From left, Baldwin High School juniors Paige Leslie, Riese Wismer and Hannah Spriggs work in their college biology class on a genetic transformation procedure Wednesday, Feb. 17. Andrew Ising, evolutionary biology, ecology and science education instructor at the high school, received a 2015-16 Innovative Project Grants from the Baldwin Education Foundation and used the money for a small-scale microbiology lab at BHS. The lab additions included an incubator, centrifuges and the consumables needed around the lab.

As Baldwin High School life sciences teacher Andrew Ising passed out laboratory utensils to his 8 a.m. biology class this past week, he shared a word on their instructions.

“When they send you these labs, they assume you don’t know how to use inoculation loops,” the teacher said.

“We are a college biology lab,” said junior Riese Wismer with mock outrage.

That was true, Ising said, but added that he — unlike the high school students in his class — wasn’t introduced to the tool until he was taking 400-level biology courses at Kansas State University.

The loops were a tool the students used last week during an exercise to genetically transform E. coli bacteria. Ising, who started teaching at Baldwin High School this year, said the experiment duplicated techniques first developed in research labs about a quarter century ago. It may be a long way from the dissection of frogs that older generations remember from biology class, but, as junior Wismer noted, the class is college biology.

In the more than two decades since the technology and technique were developed, they have filtered down to become a standard exercise in Advanced Placement high school biology classes, and Ising introduced it this year at Baldwin High School. He was able to add it to his two college biology sections at Baldwin High School thanks to a $1,400 grant he received last fall from the Baldwin Education Foundation.

The money allowed the high school to purchase a microcentrifuge, incubator and lab kits used in the exercise, Ising said. The exercise involves placing a plasmid of DNA taken from deep-sea fish into a colony of E. coli bacteria.

The bacteria is best known as a result of the several deadly E. coli food contamination outbreaks in recent decades. Ising said those were caused by a few strains of the bacteria. Others are harmless or even beneficial, such as those that live in human intestines, he said. The E. coli used in the exercise is a domesticated strain bred for lab use.

“These are ‘safe’ to the point that you could, but probably shouldn’t — just to be safe — drink a flask full of the bacterial cells with no noticeable change to your health,” Ising said.

Nonetheless, the students followed established lab-safety precautions that treated all bacteria as dangerous. The students were careful to disinfect all work areas with bleach and sterilize all tools used.

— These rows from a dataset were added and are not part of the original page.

PR #17100, opened 2025-05-05
Code Quality: Removed extra code for async ops in Program class

0x5bfa:
### Resolved / Related Issues

- #15000

1. Open Files app
2. Enable the setting to run Files in the background
3. Start debebugging Files
4. Close the window
5. Launch Files from Start Menu

### DIFF
--- a/src/Files.App/Program.cs
+++ b/src/Files.App/Program.cs
@@ -246,10 +246,7 @@ namespace Files.App
 		/// </remarks>
 		public static void RedirectActivationTo(AppInstance keyInstance, AppActivationArguments args)
 		{
-			STATask.RunAsSync(() =>
-			{
-				keyInstance.RedirectActivationToAsync(args).AsTask().Wait();
-			});
+			keyInstance.RedirectActivationToAsync(args).AsTask().Wait();
 		}
 
 		public static void OpenShellCommandInExplorer(string shellCommand, int pid)
@@ -259,10 +256,7 @@ namespace Files.App
 
 		public static void OpenFileFromTile(string filePath)
 		{
-			STATask.RunAsSync(() =>
-			{
-				LaunchHelper.LaunchAppAsync(filePath, null, null).Wait();
-			});
+			LaunchHelper.LaunchAppAsync(filePath, null, null).Wait();
 		}
 	}
 }
--- a/src/Files.App/Program.cs
+++ b/src/Files.App/Program.cs
@@ -9,7 +9,6 @@ using System.IO;
 using System.Text;
 using Windows.ApplicationModel.Activation;
 using Windows.Storage;
-using static Files.App.Helpers.Win32PInvoke;
 
 namespace Files.App
 {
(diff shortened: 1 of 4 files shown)


0x5bfa:
Requesting your review @dongle-the-gadget @hez2010 I also would like to ask you review in:

Before:

After:

src/Files.App.Storage/Storables/WindowsStorage/STATask.cs
```diff
@@ -143,5 +146,46 @@ public static Task Run(Func<Task> func)
...
+				{
+					tcs.SetException(ex);
+				}
+				finally
+				{
+					PInvoke.SetEvent(hEventHandle);
+				}
+			});
+
+			HANDLE* pEventHandles = stackalloc HANDLE[1];
```
dongle-the-gadget, line 175: Do you even need to allocate a stack here? I thought your HANDLE variable is in stack already.

src/Files.App/Program.cs
```diff
@@ -273,20 +259,10 @@ public static void OpenShellCommandInExplorer(string shellCommand, int pid)
 
 		public static void OpenFileFromTile(string filePath)
 		{
-			IntPtr eventHandle = CreateEvent(IntPtr.Zero, true, false, null);
-
-			Task.Run(() =>
+			STATask.RunAsSync(() =>
```
dongle-the-gadget, line 262: Is there a reason why async void isn't desirable here?

0x5bfa: So you mean adding Wait() in that helper method instead?

src/Files.App.Storage/Storables/WindowsStorage/STATask.cs
0x5bfa: Related to your 2nd comment, it looks like you can't take address of a local variable that goes thru an async lambda/function. The current code doesn't have async and initially did so this can be refactored but IIUC if we wanna use async void we may have to do this.

0x5bfa:
This is ready, I, for now, keep the scope of this PR just to wrap the unsafe code into a safe method.

src/Files.App/Program.cs
0x5bfa: Id like to keep this PR's scope just wrapping the unsafe code into a separate method.

dongle-the-gadget:
I think it's better to do something like
```cs
public Task Something(Task task)
{
    async Task Call()
    {
        await task;
        SetEvent();
    }
}
```

yair100:
@0x5bfa fyi

0x5bfa:
@ahmed605 What is your opinion too? I can't be sure the current code and the above code is really non blocking.

yair100:
What's the state of this PR?

0x5bfa:
Committed the requested change. Itested the change in `RedirectActivationTo` on my local but didn't test  the one in `OpenFileFromTile` as I don't have Windows 10 rn.

PTAL. CC: @ahmed605

ahmed605:
LGTM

They wore gloves and goggles as they worked through the 16-step process to introduce the foreign DNA to the E. coli. What makes the DNA more interesting is that it is bioluminescent and will turn the modified bacteria blue and glow in the dark.

The seven students in the class had 50 minutes to work through the exercise that ended with them placing petri dishes in an incubator for 24 hours, where the modified bacteria should thrive and multiply. The intricate work required the students to make the bacteria “competent” to accept the introduced plasmid by creating small holes in the bacterial cell walls. That’s done by suspending the E. coli in a calcium chloride solution and alternately icing and heating the bacteria and plasmid.

Wismer and her lab partners, juniors Hannah Spriggs and Paige Leslie, viewed the work as preparation for the careers they plan to have in science. Wismer plans to study biomedical engineering, while Spriggs and Leslie want to be veterinarians.

Ising’s other college biology section has two students who want to study medicine and another planning to major in pharmacy, Ising said, but he predicts even those students not planning science careers will find the class useful.

“I would be surprised if all the students didn’t benefit from these skills,” Ising said.

Any students going on to study microbiology in college will almost certainly find themselves working again with bacteria modified with bioluminescent DNA or proteins. Ising said bioluminescent DNA or proteins are used as research tags when they are fused with another protein of interest and then spliced into cells. The glow allows researchers to trace the protein they are interested in and study its effects on cells.

As she cleaned up at the end of the lab with the team’s petri dishes warming in the incubator, Spriggs said that completing the process made her feel like a scientist. She was confident her team would be successful when they removed the samples the next morning.

“I think we did well,” she said. “I hope it glows.”